Dataset entries
▽
PR #377, opened 2026-06-26
feat(report): record run_config (seeds + load/warmup) in result_summary.json

nvzhihanj:
## Summary
Record the run's **load config + RNG seeds** in the benchmark report so a run is self-describing and validatable from its own `result_summary.json` (and `report.txt`).

A single `run_config` field on `Report` carries:
- `load_pattern` (type / target_qps / concurrency / `use_legacy_loadgen_qps_metrics` — needed to interpret qps/tps),
- `warmup` (incl. `warmup_random_seed`),
- `scheduler_random_seed` + `dataloader_random_seed`.

`load_pattern` / `warmup` come from `settings.model_dump(include={"load_pattern", "warmup"})`; the seeds are read off `settings.runtime`. `endpoint_config` (api_key / endpoint URLs) is a **sibling** of `settings` and never included, so no secrets leak. The full, re-runnable config still lives in `config.yaml` alongside.

**Replaces the standalone `seeds` field (#353)**: the RNG seeds now live under `run_config`.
△
§ Task item: Pull out every line of the records above that contains the word "json".

§ Exercise result:
feat(report): record run_config (seeds + load/warmup) in result_summary.json
Record the run's **load config + RNG seeds** in the benchmark report so a run is self-describing and validatable from its own `result_summary.json` (and `report.txt`).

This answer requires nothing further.